▶ **Exercise prompt**
Look through the records and copy every line in which "Closes" appears.

(Collected data)
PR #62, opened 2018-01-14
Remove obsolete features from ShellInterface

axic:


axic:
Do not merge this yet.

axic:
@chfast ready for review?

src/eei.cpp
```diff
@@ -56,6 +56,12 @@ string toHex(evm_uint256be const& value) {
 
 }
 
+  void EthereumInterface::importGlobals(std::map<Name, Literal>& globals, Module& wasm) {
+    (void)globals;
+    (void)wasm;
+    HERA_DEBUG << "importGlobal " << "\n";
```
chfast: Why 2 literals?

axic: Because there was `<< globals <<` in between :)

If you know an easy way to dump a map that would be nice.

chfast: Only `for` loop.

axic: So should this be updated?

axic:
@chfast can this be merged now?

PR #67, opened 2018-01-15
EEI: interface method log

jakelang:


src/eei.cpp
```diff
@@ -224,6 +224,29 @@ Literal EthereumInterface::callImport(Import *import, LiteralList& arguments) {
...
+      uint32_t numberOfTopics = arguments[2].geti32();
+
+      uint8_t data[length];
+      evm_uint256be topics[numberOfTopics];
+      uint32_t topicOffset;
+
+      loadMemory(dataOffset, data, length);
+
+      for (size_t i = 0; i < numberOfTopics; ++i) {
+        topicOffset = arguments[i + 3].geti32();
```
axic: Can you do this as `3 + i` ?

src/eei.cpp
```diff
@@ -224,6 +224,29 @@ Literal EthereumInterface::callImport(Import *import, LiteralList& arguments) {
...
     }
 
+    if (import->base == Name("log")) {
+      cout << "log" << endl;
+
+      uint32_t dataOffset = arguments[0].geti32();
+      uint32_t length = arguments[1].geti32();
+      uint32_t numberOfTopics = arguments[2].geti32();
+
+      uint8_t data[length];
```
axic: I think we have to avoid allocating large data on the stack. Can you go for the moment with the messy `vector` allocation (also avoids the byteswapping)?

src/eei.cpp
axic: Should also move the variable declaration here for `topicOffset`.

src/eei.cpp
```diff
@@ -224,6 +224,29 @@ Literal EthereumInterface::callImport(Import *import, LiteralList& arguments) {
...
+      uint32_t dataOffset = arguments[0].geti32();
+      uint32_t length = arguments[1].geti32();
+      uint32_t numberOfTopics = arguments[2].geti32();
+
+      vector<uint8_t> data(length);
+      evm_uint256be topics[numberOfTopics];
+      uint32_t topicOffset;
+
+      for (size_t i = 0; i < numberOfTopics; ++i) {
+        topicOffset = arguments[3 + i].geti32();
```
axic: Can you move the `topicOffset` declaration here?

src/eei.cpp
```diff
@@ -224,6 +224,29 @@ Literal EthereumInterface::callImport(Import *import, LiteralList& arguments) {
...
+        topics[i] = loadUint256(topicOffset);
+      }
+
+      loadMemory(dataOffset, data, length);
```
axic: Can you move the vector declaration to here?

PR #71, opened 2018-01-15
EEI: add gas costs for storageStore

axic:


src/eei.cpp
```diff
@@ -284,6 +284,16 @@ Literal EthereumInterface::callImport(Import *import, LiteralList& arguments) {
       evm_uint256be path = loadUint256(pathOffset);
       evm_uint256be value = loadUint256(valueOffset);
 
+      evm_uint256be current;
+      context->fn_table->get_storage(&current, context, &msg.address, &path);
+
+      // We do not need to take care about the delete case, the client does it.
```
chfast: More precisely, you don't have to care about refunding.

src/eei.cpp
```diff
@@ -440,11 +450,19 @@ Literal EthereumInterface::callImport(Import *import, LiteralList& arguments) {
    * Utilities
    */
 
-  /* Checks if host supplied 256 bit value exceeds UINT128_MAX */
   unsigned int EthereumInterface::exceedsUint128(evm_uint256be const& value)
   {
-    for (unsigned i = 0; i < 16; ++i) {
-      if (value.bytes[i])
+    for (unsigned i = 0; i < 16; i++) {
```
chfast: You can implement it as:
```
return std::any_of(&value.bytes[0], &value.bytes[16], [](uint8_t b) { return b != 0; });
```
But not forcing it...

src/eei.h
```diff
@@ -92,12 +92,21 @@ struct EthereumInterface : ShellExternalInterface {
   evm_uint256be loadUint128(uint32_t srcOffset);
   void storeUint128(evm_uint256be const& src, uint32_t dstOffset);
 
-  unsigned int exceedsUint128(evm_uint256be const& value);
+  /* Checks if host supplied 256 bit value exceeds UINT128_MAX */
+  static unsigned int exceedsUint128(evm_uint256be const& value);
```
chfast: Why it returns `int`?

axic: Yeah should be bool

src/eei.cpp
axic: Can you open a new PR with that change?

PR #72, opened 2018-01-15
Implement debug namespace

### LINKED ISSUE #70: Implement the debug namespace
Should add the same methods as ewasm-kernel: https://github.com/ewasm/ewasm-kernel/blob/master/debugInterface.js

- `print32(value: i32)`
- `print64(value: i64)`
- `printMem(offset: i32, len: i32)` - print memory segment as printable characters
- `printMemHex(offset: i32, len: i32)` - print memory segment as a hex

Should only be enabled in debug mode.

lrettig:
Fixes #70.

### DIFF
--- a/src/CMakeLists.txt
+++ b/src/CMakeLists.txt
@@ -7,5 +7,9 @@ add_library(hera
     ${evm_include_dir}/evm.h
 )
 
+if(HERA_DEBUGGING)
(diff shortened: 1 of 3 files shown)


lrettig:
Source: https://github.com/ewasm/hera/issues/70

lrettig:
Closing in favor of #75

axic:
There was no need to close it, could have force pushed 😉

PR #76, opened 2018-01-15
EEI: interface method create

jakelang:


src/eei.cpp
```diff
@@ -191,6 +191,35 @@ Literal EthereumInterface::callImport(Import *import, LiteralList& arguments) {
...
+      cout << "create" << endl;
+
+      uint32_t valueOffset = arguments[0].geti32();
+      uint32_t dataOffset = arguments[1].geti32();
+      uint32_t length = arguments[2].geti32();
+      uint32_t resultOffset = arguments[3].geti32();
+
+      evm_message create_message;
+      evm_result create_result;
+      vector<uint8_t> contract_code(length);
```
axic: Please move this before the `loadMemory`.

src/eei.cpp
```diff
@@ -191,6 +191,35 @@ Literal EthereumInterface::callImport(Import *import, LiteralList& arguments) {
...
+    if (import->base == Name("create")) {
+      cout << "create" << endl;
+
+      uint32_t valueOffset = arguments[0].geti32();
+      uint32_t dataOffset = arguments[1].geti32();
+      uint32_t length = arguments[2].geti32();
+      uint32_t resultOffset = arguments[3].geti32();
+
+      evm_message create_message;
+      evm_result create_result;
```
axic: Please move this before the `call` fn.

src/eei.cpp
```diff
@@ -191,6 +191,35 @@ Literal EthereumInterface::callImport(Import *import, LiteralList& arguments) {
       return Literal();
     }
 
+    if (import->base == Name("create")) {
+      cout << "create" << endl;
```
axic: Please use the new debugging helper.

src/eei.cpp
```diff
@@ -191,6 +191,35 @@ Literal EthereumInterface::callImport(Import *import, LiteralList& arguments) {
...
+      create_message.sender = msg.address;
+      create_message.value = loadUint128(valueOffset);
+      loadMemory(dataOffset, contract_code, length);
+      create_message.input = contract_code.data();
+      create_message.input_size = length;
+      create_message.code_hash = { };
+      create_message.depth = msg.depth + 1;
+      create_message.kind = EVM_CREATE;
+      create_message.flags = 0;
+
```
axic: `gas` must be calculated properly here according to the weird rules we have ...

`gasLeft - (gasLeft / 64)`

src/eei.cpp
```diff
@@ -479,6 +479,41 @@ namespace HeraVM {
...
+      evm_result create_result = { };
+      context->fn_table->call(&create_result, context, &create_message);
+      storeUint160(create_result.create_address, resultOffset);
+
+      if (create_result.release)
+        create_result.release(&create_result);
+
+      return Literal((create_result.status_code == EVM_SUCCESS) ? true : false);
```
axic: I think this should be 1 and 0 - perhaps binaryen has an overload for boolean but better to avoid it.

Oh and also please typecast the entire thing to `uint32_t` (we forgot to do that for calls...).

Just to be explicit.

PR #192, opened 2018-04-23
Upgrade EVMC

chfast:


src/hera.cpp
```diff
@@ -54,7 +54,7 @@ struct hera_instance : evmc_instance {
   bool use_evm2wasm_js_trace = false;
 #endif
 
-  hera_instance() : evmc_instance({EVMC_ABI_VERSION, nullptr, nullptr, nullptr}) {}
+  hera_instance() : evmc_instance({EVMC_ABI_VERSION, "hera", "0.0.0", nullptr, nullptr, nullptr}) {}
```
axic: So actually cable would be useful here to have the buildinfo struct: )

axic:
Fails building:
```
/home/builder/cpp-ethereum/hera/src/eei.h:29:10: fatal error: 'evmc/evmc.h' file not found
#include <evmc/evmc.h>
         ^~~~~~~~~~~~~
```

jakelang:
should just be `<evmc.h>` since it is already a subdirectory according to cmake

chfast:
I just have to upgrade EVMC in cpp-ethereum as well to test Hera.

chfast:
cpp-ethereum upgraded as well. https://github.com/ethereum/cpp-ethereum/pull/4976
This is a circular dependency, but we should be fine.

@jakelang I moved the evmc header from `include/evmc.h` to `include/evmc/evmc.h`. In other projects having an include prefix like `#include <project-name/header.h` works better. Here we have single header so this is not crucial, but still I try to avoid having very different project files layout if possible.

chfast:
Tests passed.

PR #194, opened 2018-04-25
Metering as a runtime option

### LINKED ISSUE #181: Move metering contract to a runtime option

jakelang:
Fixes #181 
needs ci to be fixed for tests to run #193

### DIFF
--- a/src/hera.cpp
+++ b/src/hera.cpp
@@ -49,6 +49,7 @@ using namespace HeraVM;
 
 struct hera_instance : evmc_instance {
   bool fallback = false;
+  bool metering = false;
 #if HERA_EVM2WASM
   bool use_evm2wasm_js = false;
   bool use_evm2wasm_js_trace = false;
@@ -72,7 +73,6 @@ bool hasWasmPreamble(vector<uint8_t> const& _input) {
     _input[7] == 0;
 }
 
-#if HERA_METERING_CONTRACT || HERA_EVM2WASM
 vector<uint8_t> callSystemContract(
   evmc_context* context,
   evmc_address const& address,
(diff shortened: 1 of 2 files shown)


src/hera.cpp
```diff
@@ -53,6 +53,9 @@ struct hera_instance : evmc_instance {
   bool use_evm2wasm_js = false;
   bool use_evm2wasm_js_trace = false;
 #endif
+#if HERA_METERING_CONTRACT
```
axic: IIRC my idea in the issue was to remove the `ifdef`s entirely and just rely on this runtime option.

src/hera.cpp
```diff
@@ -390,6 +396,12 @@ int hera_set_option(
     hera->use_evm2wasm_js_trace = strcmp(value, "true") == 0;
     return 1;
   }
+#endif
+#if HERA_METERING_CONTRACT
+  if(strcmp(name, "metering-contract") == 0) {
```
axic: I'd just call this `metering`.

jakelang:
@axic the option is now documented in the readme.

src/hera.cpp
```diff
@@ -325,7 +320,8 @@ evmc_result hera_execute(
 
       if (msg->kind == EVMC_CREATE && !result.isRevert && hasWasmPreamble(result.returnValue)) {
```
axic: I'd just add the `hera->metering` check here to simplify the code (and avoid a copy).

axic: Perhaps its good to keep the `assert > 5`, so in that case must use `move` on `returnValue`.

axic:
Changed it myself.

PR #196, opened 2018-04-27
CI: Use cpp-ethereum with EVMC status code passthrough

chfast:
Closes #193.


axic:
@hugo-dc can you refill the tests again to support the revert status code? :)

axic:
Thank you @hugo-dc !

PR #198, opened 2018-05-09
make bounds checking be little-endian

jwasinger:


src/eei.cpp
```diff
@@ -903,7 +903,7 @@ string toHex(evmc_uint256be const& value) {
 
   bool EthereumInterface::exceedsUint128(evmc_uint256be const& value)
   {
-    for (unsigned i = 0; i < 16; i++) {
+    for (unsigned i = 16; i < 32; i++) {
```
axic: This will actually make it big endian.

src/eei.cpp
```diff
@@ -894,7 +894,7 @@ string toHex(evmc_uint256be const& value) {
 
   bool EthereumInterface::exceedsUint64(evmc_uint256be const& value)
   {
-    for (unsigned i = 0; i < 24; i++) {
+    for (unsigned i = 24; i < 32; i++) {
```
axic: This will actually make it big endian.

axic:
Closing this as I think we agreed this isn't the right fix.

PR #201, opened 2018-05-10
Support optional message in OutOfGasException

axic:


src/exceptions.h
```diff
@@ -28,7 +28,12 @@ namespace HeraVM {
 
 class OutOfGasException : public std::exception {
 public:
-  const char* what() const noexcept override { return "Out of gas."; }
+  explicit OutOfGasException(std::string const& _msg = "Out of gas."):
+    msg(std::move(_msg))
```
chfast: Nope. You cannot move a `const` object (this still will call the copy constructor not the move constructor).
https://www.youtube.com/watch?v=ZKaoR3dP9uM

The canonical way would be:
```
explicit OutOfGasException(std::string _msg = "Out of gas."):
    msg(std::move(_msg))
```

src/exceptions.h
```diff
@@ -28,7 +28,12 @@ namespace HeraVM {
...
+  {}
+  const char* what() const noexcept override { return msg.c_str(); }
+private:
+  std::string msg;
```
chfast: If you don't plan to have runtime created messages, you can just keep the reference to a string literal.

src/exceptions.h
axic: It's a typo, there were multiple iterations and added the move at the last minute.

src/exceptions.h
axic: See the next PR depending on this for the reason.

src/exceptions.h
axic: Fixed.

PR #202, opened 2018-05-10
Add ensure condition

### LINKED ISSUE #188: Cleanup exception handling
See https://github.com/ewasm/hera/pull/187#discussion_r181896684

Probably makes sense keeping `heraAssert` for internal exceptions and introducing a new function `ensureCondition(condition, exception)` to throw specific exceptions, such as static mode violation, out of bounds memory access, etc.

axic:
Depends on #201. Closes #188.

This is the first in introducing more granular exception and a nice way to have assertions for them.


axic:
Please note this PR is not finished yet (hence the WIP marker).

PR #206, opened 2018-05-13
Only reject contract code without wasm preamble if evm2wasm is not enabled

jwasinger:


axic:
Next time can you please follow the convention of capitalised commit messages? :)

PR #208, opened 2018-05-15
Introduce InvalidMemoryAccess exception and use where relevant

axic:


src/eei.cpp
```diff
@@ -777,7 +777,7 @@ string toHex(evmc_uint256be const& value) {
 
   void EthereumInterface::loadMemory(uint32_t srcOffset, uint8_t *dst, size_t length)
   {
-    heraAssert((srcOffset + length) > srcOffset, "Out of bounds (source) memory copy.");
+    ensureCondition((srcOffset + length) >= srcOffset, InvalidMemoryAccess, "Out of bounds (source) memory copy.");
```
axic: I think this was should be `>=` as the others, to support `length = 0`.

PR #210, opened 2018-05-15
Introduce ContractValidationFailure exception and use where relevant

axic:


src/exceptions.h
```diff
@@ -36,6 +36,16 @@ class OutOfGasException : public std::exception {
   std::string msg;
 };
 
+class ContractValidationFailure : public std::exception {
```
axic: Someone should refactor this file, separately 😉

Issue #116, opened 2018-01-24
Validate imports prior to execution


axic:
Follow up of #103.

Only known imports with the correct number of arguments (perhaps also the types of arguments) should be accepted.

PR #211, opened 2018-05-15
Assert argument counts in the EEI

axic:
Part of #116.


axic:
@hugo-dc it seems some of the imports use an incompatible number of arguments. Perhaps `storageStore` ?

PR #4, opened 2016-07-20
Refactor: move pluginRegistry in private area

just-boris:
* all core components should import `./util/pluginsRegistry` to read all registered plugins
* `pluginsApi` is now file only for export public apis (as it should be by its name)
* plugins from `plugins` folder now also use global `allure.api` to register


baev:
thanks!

▶ **Written answer**
Closes #193.
Depends on #201. Closes #188.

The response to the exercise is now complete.